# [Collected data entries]

PR #8295, opened 2023-02-13
Experience/8157/redesign message tracker table

### LINKED ISSUE #8157: Redesign Message Tracker Details Receiver Table
## Problem statement

We want to implement some changes to how the data is conveyed on the Message Tracker to improve the visual hierarchy and overall readability based on internal usability findings.

## What you need to know

- The new design includes two primary sections -- one about the Sender and one list the Receivers -- with more emphasis on actionable data. See the [Figma](https://www.figma.com/proto/6mwI5ac6rprACKDzDo4Ady/ReportStream-Workspace-%7C-2023?page-id=283%3A1792&node-id=393%3A4529&starting-point-node-id=393%3A4746&scaling=min-zoom) for reference.

- Style Guide specs in [Figma](https://www.figma.com/file/6mwI5ac6rprACKDzDo4Ady/ReportStream-Workspace-%7C-2023?node-id=708%3A8503&t=FKL6GYx93mG1f06N-0)

## Acceptance criteria

- [ ] Receivers section
  - [ ] Each Receiver's data is organized into a [table row](https://designsystem.digital.gov/components/table/) with the following columns:
    - [ ] Name (`receivingOrg`)
    - [ ] Service (`receivingOrgSvc`)
    - [ ] Date (`createdAt`)
    - [ ] Report ID (`reportId`)
    - [ ] File Location 
      - [ ] Parent (parsed from `fileUrl`)
      - [ ] Child (parsed from `fileUrl`)
      - [ ] File Name (parsed from `fileUrl`)
    - [ ] Transport Results (`transportResult` or `N/A` if null)
  - [ ] Each row is sortable by Name, Service, Date, Parent, Child, File Name, and Transport Results
  - [ ] Each table cell truncates longer content
  - [ ] Each table cell can be clicked to expand to reveal full content

etanb:
This PR redesigns the table component for Receivers within Message Details.

**To access:**

- Log into RS
- Add `'message-tracker'` feature flag
- Navigate to the message tracker feature from the Admin menu
- Enter a message Id in the search (Can be found via the `covid_result_metadata` table)
- Select a message Id
- View design changes

**Changes Preview:** **UPDATED AS OF 2/21/23**

Screenshot 2023-02-21 at 5 11 49 PM

_Updated table with new sub header File Location, updated USWDS colors, font sizes, and sortability arrows_

Screenshot 2023-02-21 at 5 11 57 PM

_There are 3 sort options,`None`, `Ascending` and `Descending`. Click on a column header will enumerate through these options while highlighting the active column._

Screenshot 2023-02-21 at 5 12 09 PM

_Upon click of table cells with longer date (Report Id, File Name and Transport Results), we pop out the data into a modal for easy viewing and copying._

Closes #8157


frontend-react/src/components/MessageTracker/MessageDetails.test.tsx
```diff
@@ -191,7 +191,7 @@ describe("RSMessageDetail component", () => {
         ).toBeVisible();
         expect(screen.getAllByText("Date/Time Submitted")[0]).toBeVisible();
         expect(screen.getByText("09/28/2022, 10:21:33 PM")).toBeVisible();
-        expect(screen.getByText("File Location")).toBeVisible();
+        expect(screen.getAllByText("File Location")[0]).toBeVisible();
```
etanb, line 194: There are multiple elements on the page with `File Location` in the name now so we must get the array of them and index.

frontend-react/src/components/MessageTracker/MessageDetails.tsx
```diff
@@ -179,10 +179,17 @@ export function MessageDetails() {
...
+                    <MessageReceivers
+                        receiverDetails={messageDetails.receiverData}
+                    />
+                ) : (
+                    <>
+                        <h2>Receivers:</h2>
+                        <h3>No Data to Display</h3>
+                    </>
+                )}
             </div>
```
etanb, line 193: I pulled the logic out from the `MessageRecievers` component to determine if there was data since its makes the component much more stateless and easy to handle.

frontend-react/src/components/MessageTracker/MessageReceivers.test.tsx
```diff
@@ -13,79 +14,65 @@ describe("MessageReceivers component", () => {
...
         expect(
-            screen.getByText(
-                "For ak-phd.elr, filter isValidCLIA[testing_lab_clia, reporting_facility_clia] filtered out item Alaska1"
-            )
-        ).toBeInTheDocument();
+            screen
+                .getByRole("table")
+                .getElementsByClassName("message-receiver-break-word")[0]
+        ).toHaveTextContent("400eae4e-b24d-45aa-bc5c-4d96a0bfef96");
     });
```
etanb, line 77: This test is showing that upon click of `Report Id`, the order of the data has changed from:

1st: `578eae4e-b24d-45aa-bc5c-4d96a0bfef96`
2nd: `400eae4e-b24d-45aa-bc5c-4d96a0bfef96`

TO:

1st: `400eae4e-b24d-45aa-bc5c-4d96a0bfef96`
2nd: `578eae4e-b24d-45aa-bc5c-4d96a0bfef96`

frontend-react/src/styles/_uswds_settings.scss
```diff
@@ -64,6 +64,9 @@ $flex-wrap-settings: (
   responsive: true
 );
 
+// Add all USWDS colors: https://designsystem.digital.gov/design-tokens/color/system-tokens/
+$global-color-palettes: "palette-color";
+
```
etanb, line 69: This adds all the needed colors from `https://designsystem.digital.gov/design-tokens/color/system-tokens/` that design uses across their Figma.

etanb:
FYI: Have reviewed this PR with Design/Jillian and has received their approval 👍

jillian-hammer:
thanks for setting up the preview screenshots @etanb, and for replacing the arrow icons. these look great! 😍 

a few of notes:

- icons look too small overall, I think they should be bumped up for better legibility (see design comp reference below)
- icons have inconsistent sizes (particularly the Transport Results icon)
- when `Ascending` and `Descending` the icon jumps up in size, but it should be remain the same size as in the `None` state 
- the space between the column header and arrow icon should be consistent between all of the columns (for example, it's closer to "Report ID" than it is to "Sub"). in the design, they are aligned to the right of the text by 8px.

i'm sure these are tricky bc of the columns being narrow – happy to talk through it. thank you!

**Design reference below 👇** 
A) Icon size & alignment reference
image

B) Icon size remaining the same when `Ascending`
image

frontend-react/src/styles/_components.scss
```diff
@@ -9,6 +11,43 @@ hr {
     padding: 0.25rem 0.25rem;
 }
 
+// MessageDetails.tsx
+.usa-table thead th {
```
stephenkao, line 15: Hmmm can you wrap all of these rules in a Message Tracker-specific modifier class?  We don't want these rules to leak out and apply globally to other tables -- at least not until we're using one unified table component.

I realize there's some `message-receivers`-specific classes below, but I think it'd be safer to wrap everything and only unwrap when we're sure that these are styles we want to apply globally.

frontend-react/src/components/MessageTracker/MessageReceivers.tsx
```diff
@@ -1,62 +1,479 @@
...
+    Date: "Date",
+    ReportId: "Report Id",
+    Main: "Main",
+    Sub: "Sub",
+    FileName: "File Name",
+    TransportResults: "Transport Results",
+};
+
+const FilterOptionsEnum = {
+    None: "",
```
stephenkao, line 67: Should this be consistently uppercased?  `NONE`?

frontend-react/src/components/MessageTracker/MessageReceivers.tsx
```diff
@@ -1,62 +1,479 @@
...
+                    modalRef?.current?.toggleModal();
+                }}
+            >
+                {receiver.FileName}
+            </td>
+            <td
+                className={`message-receiver-break-word ${checkForActiveColumn(
+                    ColumnDataEnum.TransportResults
+                )}`}
+                onClick={() => {
```
stephenkao, line 199: Minor point, but `td` isn't an interactive element for accessibility.  Any chance this could be turned into an unstyled `<button>` instead?

frontend-react/src/components/MessageTracker/MessageReceivers.tsx
```diff
@@ -1,62 +1,479 @@
...
+                                        receiverItem.transportResult;
+                                break;
+                        }
+                    }
+                    return formattedData;
+                }
+            ),
+        [receiverDetails]
+    );
+    const sortedData = useMemo(
```
stephenkao, line 324: I think this could also be generalized with the [data format](https://github.com/CDCgov/prime-reportstream/pull/8295/files#r1108850755), no?  Like if someone clicks on the 0th header, we'd just sort the array of tuples.  The generalized sort function could include type checking and/or casting as needed 🤔

frontend-react/src/components/MessageTracker/MessageReceivers.tsx
```diff
@@ -1,62 +1,479 @@
...
+    Service: "Service",
+    Date: "Date",
+    ReportId: "Report Id",
+    Main: "Main",
+    Sub: "Sub",
+    FileName: "File Name",
+    TransportResults: "Transport Results",
+};
+
+const FilterOptionsEnum = {
```
stephenkao, line 66: Out of curiosity, why are these consts rather than real enums?

frontend-react/src/components/MessageTracker/MessageReceivers.tsx
```diff
@@ -1,62 +1,479 @@
...
+                setActiveColumnSortOrder(FilterOptionsEnum.DESC);
+                break;
+            case activeColumnSortOrder === FilterOptionsEnum.DESC:
+                setActiveColumnSortOrder(FilterOptionsEnum.None);
+                break;
+        }
+    };
+    return (
+        <th
+            className={
```
stephenkao, line 110: Can use `classnames` for this:

```tsx
className={ classnames("active-col-header: isCurrentlyActiveColumn && activeColumnSortOrder !== FilterOptionsEnum.None) }
```

frontend-react/src/components/MessageTracker/MessageReceivers.tsx
```diff
@@ -1,62 +1,479 @@
...
+    const isCurrentlyActiveColumn = columnHeaderTitle === activeColumn;
+    const handleColHeaderClick = () => {
+        if (!isCurrentlyActiveColumn) {
+            // Reset active column and sort order on new column click
+            setActiveColumn(columnHeaderTitle);
+            setActiveColumnSortOrder(FilterOptionsEnum.None);
+        }
+
+        // Explicitly set the proceeding sort order
+        switch (true) {
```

# [Task requirements]
Output the lines above between the one holding "etanb, line 77: This" and the one holding "stephenkao, line 15: Hmmm", inclusive, with nothing before or after them.

# [Completed exercise]
etanb, line 77: This test is showing that upon click of `Report Id`, the order of the data has changed from:

1st: `578eae4e-b24d-45aa-bc5c-4d96a0bfef96`
2nd: `400eae4e-b24d-45aa-bc5c-4d96a0bfef96`

TO:

1st: `400eae4e-b24d-45aa-bc5c-4d96a0bfef96`
2nd: `578eae4e-b24d-45aa-bc5c-4d96a0bfef96`

frontend-react/src/styles/_uswds_settings.scss
```diff
@@ -64,6 +64,9 @@ $flex-wrap-settings: (
   responsive: true
 );
 
+// Add all USWDS colors: https://designsystem.digital.gov/design-tokens/color/system-tokens/
+$global-color-palettes: "palette-color";
+
```
etanb, line 69: This adds all the needed colors from `https://designsystem.digital.gov/design-tokens/color/system-tokens/` that design uses across their Figma.

etanb:
FYI: Have reviewed this PR with Design/Jillian and has received their approval 👍

jillian-hammer:
thanks for setting up the preview screenshots @etanb, and for replacing the arrow icons. these look great! 😍 

a few of notes:

- icons look too small overall, I think they should be bumped up for better legibility (see design comp reference below)
- icons have inconsistent sizes (particularly the Transport Results icon)
- when `Ascending` and `Descending` the icon jumps up in size, but it should be remain the same size as in the `None` state 
- the space between the column header and arrow icon should be consistent between all of the columns (for example, it's closer to "Report ID" than it is to "Sub"). in the design, they are aligned to the right of the text by 8px.

i'm sure these are tricky bc of the columns being narrow – happy to talk through it. thank you!

**Design reference below 👇** 
A) Icon size & alignment reference
image

B) Icon size remaining the same when `Ascending`
image

frontend-react/src/styles/_components.scss
```diff
@@ -9,6 +11,43 @@ hr {
     padding: 0.25rem 0.25rem;
 }
 
+// MessageDetails.tsx
+.usa-table thead th {
```
stephenkao, line 15: Hmmm can you wrap all of these rules in a Message Tracker-specific modifier class?  We don't want these rules to leak out and apply globally to other tables -- at least not until we're using one unified table component.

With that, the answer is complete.